▶ _WHAT NEEDS TO BE DONE_:
Find the line with "- Due to connection" in the entries below. Repeat it, every following line, and the line with "- Added a special, internal-only", exactly and with nothing added.

==========

PR #5252, opened 2020-10-13
Issue 5162: (SegmentStore) Table Segment Throttling and bug fixes

### LINKED ISSUE #5162: Table Segment Throttling
**Problem description**
We need a way to throttle external Table Segment requests. Currently there is no way to protect against a flood of requests which can overwhelm a Segment Store.

**Problem location**
Segment Store, Client.

One option is to do what #3700 wanted to do (there's a branch for it as well).

Another option is along these lines:
- Do not throttle internal segment store requests. Only throttle requests that come in via `PravegaRequestProcessor` (this includes KVTs and Controller metadata table segments).
    - Note that the Controller does not use `TableSegmentImpl` - whatever we do over the wire will likely need to be handled in 2 places (until #4647 is implemented).
- Determine a maximum outstanding request count. Perhaps use a counter equivalent to how we do Appends (in AppendProcessor).
    - This should be both on a per-segment basis (maximum indexing backlog) and per-process basis (all segments).
- If we exceed this request count threshold, pause the connection (if possible) or send back an error message indicating the server is busy.
    - If the latter (server busy), we need handling on the client to retry.
    - If the former (connection pause), we may need handling on the client for this.
- We need to stop accepting new requests on the Segment Store, otherwise, if we overwhelm the ingestion pipeline (and indexer), those will kick back using their own throttling, but we will end up accumulating new requests in memory, thus leading to OOMs.

### LINKED ISSUE #5251: Sorted Table Segments may block StorageWriter
**Problem description**
Sorted Table Segments hold their index as a B+TreeSet inside the Table Segment. Every time we persist changes to this sorted index, we need to update the B+TreeSet. 

It is possible that, for an update containing a very large number of keys (size of keys is irrelevant), where these keys span the whole spectrum of the B+TreeSet, the Sorted Index update would try to update more than 32MB of entries at once (it will exceed the max allowed batch size). If this is the case, the update will fail. To make matters worse, the storage writer will retry this operation over and over again, failing to make any progress due to the failure -> blockage.

**Problem location**
Sorted Key Index.

Upon updating, the B+TreeSet orders the changes in such a way that it is possible to break them down into smaller pieces. 
By applying them one-by-one, we can circumvent this limit. The fact that the B+TreeSet orders these updates in such a way is important - given that this may be a non-atomic update, it is possible that some parts (from the beginning) may be accepted, while the rest may not (i.e., due to a system crash). This will not leave the index in an inconsistent or corrupted state.

andreipaduroiu:
**Change log description**  
- Added per-segment throttling for each Table Segment. Limiting to 128MB max unindexed data. This is supported by an Async Semaphore construct that can allow/queue tasks with given number of credits/permits.
- Updated TableSegmentImpl to use two connections: one for writing and one for reading (initialized lazily on demand).
- Fixed a bug in SortedKeyIndex where it would be possible to block the StorageWriter by continuous failed index updates.
- Added KVT support to the Self Tester tool.

**Purpose of the change**  
Fixes #5162.
Fixes #5251.

**What the code does**  
- **`AsyncSemaphore`**
    - Similarly to the Semaphore synchronization primitive the `AsyncSemaphore` defines a maximum number of allowed credits (permits) and each async task that is run though it can request a number of such credits to be used. 
        - If there are sufficient credits, it is allowed through and the credits recorded.
        - If insufficient credits, the task is queued (in order) and will be eligible for execution once there are sufficient credits available.
    - The credits are restored via a separate API  (and not when the task completes). See below why this was done this way.
    - The task also has a "force" mode, where a task can be forced through. If set, that task is allowed to execute (regardless of whether there are credits or not) and it will still cause credits to increase.
- **Table Segment Throttling**
    - Each Table Segment has an `AsyncSemaphore` attached to it. 
        - The maximum number of credits is 128*1024*1024 (128MB outstanding).
    - Each external update (update or removal) will require a number of credits equal to that update's serialization length.
        - Credits are requested when the update is about to be processed (in the index), and the task will be queued up (in the `AsyncSemapthore`) if not enough credits are available.
    - The `WriterTableProcessor` (that performs background indexing; driven by the StorageWriter) will return credits back to the `AsyncSemaphore` once it has indexed said updates.
    - Internal updates (the Sorted Index B+TreeSet) are exempt from this credit quota. While the index updates do acquire credits, they will not be subject to blocking.
         - The  Sorted Index is updated from within the `WriterTableProcessor` - if it had been subject to throttling, the indexer would essentially block itself. Hence we need this exemption, only for this purpose. It is up to the `ContainerTableExtensionImpl` to properly label each update as Internal or External - depending on where it was coming from.
- **Connection Pausing/Resuming**
    - Included the TableSegment updates and removals to the global `ConnectionTracker` (that was used for appends). It is now tracking both outstanding appends and updates/removals to Table Segments.
    - The same limits as before apply: 512MB per process limit, with 128MB per connection limit.
    - No changes were required on the client since the TCP backpressure that results due to the connections being paused correctly causes the Client to block synchronously when sending requests.
- **`TableSegmentImpl`**
    - Due to connection pausing/resuming, it is quite plausible that read requests may be unintentionally blocked from being sent through if the same `TableSegmentImpl` instance is used for both reads and updates, and the updates are throttled.
    - This has been alleviated by establishing a connection for writing ("writeContext") used by `put` and `remove` and one for reading ("readContext") used for `get` and `iterate`. Both are lazily created on the first request and request different connections from the connection pool.
        - Note: since this uses a connection pool, it may well be that both will end up using the same connection; however the Connection Pool configuration is out of scope for `TableSegmentImpl` as it is set on the `ConnectionFactory` constructor.
- **Issue #5251 - Sorted Index Updates too large**
    - Added a special, internal-only API to the `ContainerTableExtensionImpl` that enables non-atomic, multi-key updates. 
    - If an update is rejected because it's too large, it will be broken down in equal halves and reattempted, in sequential order (first half first, followed by the second half). Please see #5251 as to why this won't cause the sorted index to become inconsistent if we get a system failure somewhere in the middle and this is only persisted partially.
- Other changes
    - Updated SelfTester to include tests for client-side KeyValue Tables.

**How to verify it**  
Lots of new unit tests added to verify new functionality.


segmentstore/server/src/main/java/io/pravega/segmentstore/server/tables/TableExtensionConfig.java
```diff
@@ -0,0 +1,89 @@
...
+ */
+@Data
+@Builder
+class TableExtensionConfig {
+    /**
+     * The maximum unindexed length ({@link SegmentProperties#getLength() - {@link TableAttributes#INDEX_OFFSET}}) of a
+     * Segment for which {@link ContainerKeyIndex} {@code triggerCacheTailIndex} can be invoked.
+     */
+    @Builder.Default
+    private int maxTailCachePreIndexLength = EntrySerializer.MAX_BATCH_SIZE * 4;
```
sachin-j-joshi, line 35: did not understand why multiplied by 4

sachin-j-joshi (approved):
This looks okay to me.

segmentstore/server/src/main/java/io/pravega/segmentstore/server/tables/TableExtensionConfig.java
andreipaduroiu: MaxBatchSize == 32MB (32 * MaxEntrySize).
I wrote 128MB as a function of MaxBatchSize, and implicitly as a function of MaxEntrySize.

common/src/main/java/io/pravega/common/concurrent/AsyncSemaphore.java
```diff
@@ -0,0 +1,243 @@
...
+    //region Constructor
+
+    /**
+     * Creates a new instance of the {@link AsyncSemaphore} class.
+     *
+     * @param totalCredits Total number of available credits.
+     * @param usedCredits  Initial number of used credits.
+     * @param logId        A log-friendly identifier for this {@link AsyncSemaphore}.
+     */
+    public AsyncSemaphore(long totalCredits, long usedCredits, String logId) {
```
tkaitchuck, line 61: I feel like this should take a threadpool to run the tasks on. I seems a bit strange that they get run in the thread that calls release.

common/src/main/java/io/pravega/common/concurrent/AsyncSemaphore.java
```diff
@@ -0,0 +1,243 @@
...
+    }
+
+    /**
+     * Releases a number of credits back into the pool and initiates the execution of any pending tasks that are now
+     * eligible to run.
+     *
+     * @param credits The number of credits to release. This number will be capped at the number of currently used
+     *                credits ({@link #getUsedCredits()}).
+     */
+    public void release(long credits) {
```
tkaitchuck, line 159: It would be good if we could automate calling this so that the caller cannot forget. IE by chaining it's invocation on the future returned for example.

tkaitchuck (approved):

andreipaduroiu:
This PR should be good for merging now in 0.10.0.

We should not cherrypick this into 0.9.x as it is technically a new feature, not a bug fix.

cc @tkaitchuck @sachin-j-joshi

==========

▶ _SOLUTION BELOW_:
    - Due to connection pausing/resuming, it is quite plausible that read requests may be unintentionally blocked from being sent through if the same `TableSegmentImpl` instance is used for both reads and updates, and the updates are throttled.
    - This has been alleviated by establishing a connection for writing ("writeContext") used by `put` and `remove` and one for reading ("readContext") used for `get` and `iterate`. Both are lazily created on the first request and request different connections from the connection pool.
        - Note: since this uses a connection pool, it may well be that both will end up using the same connection; however the Connection Pool configuration is out of scope for `TableSegmentImpl` as it is set on the `ConnectionFactory` constructor.
- **Issue #5251 - Sorted Index Updates too large**
    - Added a special, internal-only API to the `ContainerTableExtensionImpl` that enables non-atomic, multi-key updates. 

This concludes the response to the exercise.